Lesson Objectives[edit]
Collecting Weather Data[edit]
Figure 16.38: Barometers are Mercury columns used to measure air pressure.
To make a weather forecast, the conditions of the atmosphere must be known for that location and for the surrounding area. Temperature, air pressure, and other characteristics of the atmosphere must be measured and the data collected. Thermometers measure temperature. One way to do this is to use a temperature-sensitive material, like mercury, placed in a long,very narrow tube with a bulb. When the temperature is warm, the mercury expands, causing it to rise up the tube.

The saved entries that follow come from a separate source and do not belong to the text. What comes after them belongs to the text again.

PR #3062, opened 2022-10-17
Update pipelines to use BuildTransportPackage.ps1 

kythant:
Refactor pipelines to use BuildTransportPackage.ps1. Currently the yml and the ps1 does exactly the same thing so it is important that we need to consolidate them. Much of the BuildTransportPackage.ps1 needed refactoring so that the pipeline can use it in steps. Running the BuildTransportPackage.ps1 in the innerloop will run all the steps by default. 

- Updated CI and BuildFoundation to use Powershell Script
- Enable Helix Tests in BuildFoundation.yml if branch is develop
- Move DevCheck to the root directory
- Deleted much of the unused AzurePipelines yml templates or ones that are outdated by the script

PR #3529, opened 2023-03-23
Re-enable PREFast scanning in build pipeline

alexlamtest:
**The Problem:**
The PR [Update pipelines to use BuildTransportPackage.ps1 (#3062) · microsoft/WindowsAppSDK@8224ec5 (github.com)](https://github.com/microsoft/WindowsAppSDK/commit/8224ec5c7d73ea2c90ddac4350c594c0f60c993b) in late 2022 changed the way the build pipeline builds projects from using the VSBuild/MSBuild tasks, to invoking MSBuild.exe directly via BuildAll.ps1. This move is beneficial in the sense that it allows the projects to be built in the pipeline and on developers' local machines with the same code, BuildAll.ps1.
Unfortunately, that PR blocked PREFast scans, because PREFast's tasks only supports building the projects with the VSBuild/MSBuild tasks, and directly calling MSBuild.exe is unsupported.

**Proposed Solution:**
To maximally preserve a converged code path for building the projects both in the pipeline and on local dev machines, while allowing PREFast to run, we continue to pivot on using BuildAll.ps1 for setting up the build environment. When a pipeline run does _not_ intend to trigger a PREFast scan, we keep the existing flow unchanged. OTOH, when a pipeline run intends to trigger a PREFast scan, do not use the call to MSBuild.exe from BuildAll.ps1 to build the projects, but invoke the VSBuild/MSBuild tasks to perform the build operation instead, the same way as before the linked PR above.
As part of this effort, a couple of scripts are updated/fixed.

Although the above approach did unblock PREFast to run again, the PREFast scan itself is currently hitting an error in some scenarios. This problem is being tracked separately by ADO Bug 43856157, because the Release/1.2-Stable, which is unrelated to this PR, is currently hitting the same error. Therefore, in this PR, PREFast is not fully enabled to avoid hitting those errors.
But even the partially enabled PREFast scans have merits, we already received meaningful bugs auto filed by TSA to track the PREFast issues found.

**How built:**
- Changes will go through PR validation.

**How tested:**
- The sample run below succeeded, with PREFast and other Binary Analysis scans enabled. You can see PREFast results (for arm64) under the Scans tab:
https://dev.azure.com/microsoft/ProjectReunion/_build/results?buildId=66952864&view=results
- When PREFast is disabled, but other Binary Analysis scans are enabled, the sample pipeline run succeeded:
https://dev.azure.com/microsoft/ProjectReunion/_build/results?buildId=66828516&view=results
- This is a successful sample pipeline run with all Binary Analysis scans are disabled (baseline scenario):
https://dev.azure.com/microsoft/ProjectReunion/_build/results?buildId=66828409&view=results
----

WARNING:


build/AzurePipelinesTemplates/WindowsAppSDK-BuildFoundation-job.yml
```diff
@@ -19,10 +19,14 @@ parameters:
     type: boolean
     default: true
   - name: "enableLicenseInstall"
+    type: boolean
     default: true
   - name: "isWeeklyRun"
     type: boolean
     default: False
+  - name: "solutionPath"
```
kythant, line 27: Do we need this to be a parameter? Will ever be anything other than WindowsAppRuntime.sln?

kythant (approved):

build/AzurePipelinesTemplates/WindowsAppSDK-BuildFoundation-job.yml
alexlamtest: This is a hold-over from release/1.2-stable/build/ProjectReunion-BuildFoundation.yml and WindowsAppSDK-BuildProject-Steps.yml. As you can see below, it was used for other stuff back then. Hence, I'm deferring the cleanup of this parameter in case we need to lean further back to the old 1.2-stable pattern to unblock PREFast.

  - template: AzurePipelinesTemplates\WindowsAppSDK-BuildProject-Steps.yml
    parameters:
      solutionPath: 'dev\Bootstrap\CS\Microsoft.WindowsAppRuntime.Bootstrap.Net\Microsoft.WindowsAppRuntime.Bootstrap.Net.csproj'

Cool temperatures cause the mercury to contract, bringing the level of the mercury lower in the tube. A scale on the outside of the thermometer matches up with the air temperature.
Because mercury is toxic, most meteorological thermometers no longer use mercury in a bulb. There are many ways to measure temperature. Some digital thermometers use a coiled strip composed of two kinds of metal, each of which conducts heat differently. As the temperature rises and falls, the coil unfolds or curls up tighter. Other modern thermometers measure infrared radiation or electrical resistance. Modern thermometers usually produce digital data that can be fed directly into a computer.
Meteorologists use barometers to measure air pressure (Figure 16.38). A barometer may contain water, air, or mercury. Like thermometers, barometers are now mostly digital. Air pressure measurements are corrected so that the numbers are given as though the barometer were at sea level. This means that only the air pressure is measured instead of also measuring the effect of altitude on air pressure.
A change in barometric pressure indicates that a change in weather is coming. If air pressure rises, a high pressure cell is on the way and clear skies can be expected. If pressure falls, a low pressure is coming and will likely bring storm clouds. Barometric pressure data over a larger area can be used to identify pressure systems, fronts and other weather systems.
Other instruments measure different characteristics of the atmosphere. Below is a list of a few of these instruments, along with what they measures:
Figure 16.39: A land-based weather station. Since some of the instruments must be protected from precipitation and direct heat, they are held behind a screen.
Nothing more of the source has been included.